▶ _How to complete this task_: Only the lines from the beginning of the data below through the line containing "Use the -c or" belong in the response, each copied exactly.

Source records
PR #213, opened 2023-06-15
add remote credentials and manifest loading

ChristiaensBert:
Add support to the data explorer for remote files. Uses fsspec to load in the file before passing it to the manifest.

Use the -c or --credentials to pass your google credentials json file

For testing, you can use this remote manifest
```
gs://soy-audio-379412_datasets/data_explorer/manifest_gcs.txt
```

### DIFF
--- a/data_explorer/requirements.txt
+++ b/data_explorer/requirements.txt
@@ -4,3 +4,5 @@ streamlit-aggrid==0.3.4
 pyarrow>=7.0
 matplotlib==3.7.1
 plotly==5.15.0
+fsspec==2023.4.0
+gcsfs==2023.4.0
--- a/fondant/cli.py
+++ b/fondant/cli.py
@@ -34,7 +34,11 @@ def run_data_explorer():
     parser.add_argument(
         "--data-directory",
         "-d",
-        help="Path to the source directory that contains the data produced by a fondant pipeline.",
+        help="Path to the source directory that contains the data produced by a fondant pipeline. \
+            Google cloud credentials: \
+            https://cloud.google.com/docs/authentication/application-default-credentials \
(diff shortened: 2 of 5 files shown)


fondant/cli.py
```diff
@@ -64,12 +71,25 @@ def run_data_explorer():
...
         "--mount",
         f"type=bind,source={shlex.quote(args.data_directory)},target=/artifacts",
-        f"{shlex.quote(args.registry)}:{shlex.quote(args.tag)}",
     ]
 
+    if args.credentials:
+        cmd.extend(
+            [
+                "-v",
+                f"{args.credentials}:/root/.config/gcloud/application_default_credentials.json:ro",
```
ChristiaensBert, line 83: @GeorgesLorre This TARGET path is still hardcoded. How can we make it simple enough without having the user to search for which TARGET path they have to use for their Cloud Credentials? It's a similar problem for your PR (in the extra_volumes)

data_explorer/requirements.txt
```diff
@@ -3,4 +3,6 @@ fondant==0.1.2
 streamlit-aggrid==0.3.4
 pyarrow>=7.0
 matplotlib==3.7.1
-plotly==5.15.0
\ No newline at end of file
+plotly==5.15.0
+fsspec==2023.4.0
+gcsfs==2023.4.0
```
PhilippeMoussalli, line 8: if you're not planning on using fondant here maybe you need to install the specific cloud dependencies, see: https://github.com/orgs/ml6team/projects/1?pane=issue&itemId=30868442

ChristiaensBert: Good point, I'll add fondant[azure, aws, gcp]

ChristiaensBert: I added s3fs and adlfs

▶ _Task answer_:
PR #213, opened 2023-06-15
add remote credentials and manifest loading

ChristiaensBert:
Add support to the data explorer for remote files. Uses fsspec to load in the file before passing it to the manifest.

Use the -c or --credentials to pass your google credentials json file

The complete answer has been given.